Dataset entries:
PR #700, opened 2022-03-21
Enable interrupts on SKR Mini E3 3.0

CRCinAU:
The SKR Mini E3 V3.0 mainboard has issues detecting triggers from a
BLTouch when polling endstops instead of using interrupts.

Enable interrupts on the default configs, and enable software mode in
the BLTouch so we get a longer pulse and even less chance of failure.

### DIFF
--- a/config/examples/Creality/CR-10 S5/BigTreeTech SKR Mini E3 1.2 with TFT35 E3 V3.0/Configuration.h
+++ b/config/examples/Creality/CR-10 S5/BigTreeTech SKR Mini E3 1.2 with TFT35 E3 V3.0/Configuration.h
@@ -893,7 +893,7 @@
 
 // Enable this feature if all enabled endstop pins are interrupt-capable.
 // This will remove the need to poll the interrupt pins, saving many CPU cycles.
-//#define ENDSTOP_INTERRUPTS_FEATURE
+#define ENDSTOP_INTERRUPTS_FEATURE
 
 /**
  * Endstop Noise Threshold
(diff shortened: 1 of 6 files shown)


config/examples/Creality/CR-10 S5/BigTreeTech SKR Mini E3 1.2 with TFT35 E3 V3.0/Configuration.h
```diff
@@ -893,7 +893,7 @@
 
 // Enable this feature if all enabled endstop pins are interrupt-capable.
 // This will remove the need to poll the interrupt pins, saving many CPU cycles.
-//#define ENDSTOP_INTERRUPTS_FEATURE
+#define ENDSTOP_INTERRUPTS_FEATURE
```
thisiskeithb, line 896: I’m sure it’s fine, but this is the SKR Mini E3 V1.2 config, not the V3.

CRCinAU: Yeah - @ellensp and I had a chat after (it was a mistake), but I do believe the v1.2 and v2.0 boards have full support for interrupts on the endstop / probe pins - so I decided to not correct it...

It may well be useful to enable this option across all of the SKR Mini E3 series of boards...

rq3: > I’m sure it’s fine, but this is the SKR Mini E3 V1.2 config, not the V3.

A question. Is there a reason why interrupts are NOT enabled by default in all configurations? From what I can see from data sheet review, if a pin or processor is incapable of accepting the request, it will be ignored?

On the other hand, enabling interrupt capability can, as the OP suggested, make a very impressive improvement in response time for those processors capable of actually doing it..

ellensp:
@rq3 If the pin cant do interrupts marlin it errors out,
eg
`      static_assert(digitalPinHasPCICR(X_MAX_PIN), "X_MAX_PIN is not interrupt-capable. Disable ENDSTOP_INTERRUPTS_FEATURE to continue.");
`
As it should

What needs to be done: Copy every entry exactly.

Answer box:
PR #700, opened 2022-03-21
Enable interrupts on SKR Mini E3 3.0

CRCinAU:
The SKR Mini E3 V3.0 mainboard has issues detecting triggers from a
BLTouch when polling endstops instead of using interrupts.

Enable interrupts on the default configs, and enable software mode in
the BLTouch so we get a longer pulse and even less chance of failure.

### DIFF
--- a/config/examples/Creality/CR-10 S5/BigTreeTech SKR Mini E3 1.2 with TFT35 E3 V3.0/Configuration.h
+++ b/config/examples/Creality/CR-10 S5/BigTreeTech SKR Mini E3 1.2 with TFT35 E3 V3.0/Configuration.h
@@ -893,7 +893,7 @@
 
 // Enable this feature if all enabled endstop pins are interrupt-capable.
 // This will remove the need to poll the interrupt pins, saving many CPU cycles.
-//#define ENDSTOP_INTERRUPTS_FEATURE
+#define ENDSTOP_INTERRUPTS_FEATURE
 
 /**
  * Endstop Noise Threshold
(diff shortened: 1 of 6 files shown)


config/examples/Creality/CR-10 S5/BigTreeTech SKR Mini E3 1.2 with TFT35 E3 V3.0/Configuration.h
```diff
@@ -893,7 +893,7 @@
 
 // Enable this feature if all enabled endstop pins are interrupt-capable.
 // This will remove the need to poll the interrupt pins, saving many CPU cycles.
-//#define ENDSTOP_INTERRUPTS_FEATURE
+#define ENDSTOP_INTERRUPTS_FEATURE
```
thisiskeithb, line 896: I’m sure it’s fine, but this is the SKR Mini E3 V1.2 config, not the V3.

CRCinAU: Yeah - @ellensp and I had a chat after (it was a mistake), but I do believe the v1.2 and v2.0 boards have full support for interrupts on the endstop / probe pins - so I decided to not correct it...

It may well be useful to enable this option across all of the SKR Mini E3 series of boards...

rq3: > I’m sure it’s fine, but this is the SKR Mini E3 V1.2 config, not the V3.

A question. Is there a reason why interrupts are NOT enabled by default in all configurations? From what I can see from data sheet review, if a pin or processor is incapable of accepting the request, it will be ignored?

On the other hand, enabling interrupt capability can, as the OP suggested, make a very impressive improvement in response time for those processors capable of actually doing it..

ellensp:
@rq3 If the pin cant do interrupts marlin it errors out,
eg
`      static_assert(digitalPinHasPCICR(X_MAX_PIN), "X_MAX_PIN is not interrupt-capable. Disable ENDSTOP_INTERRUPTS_FEATURE to continue.");
`
As it should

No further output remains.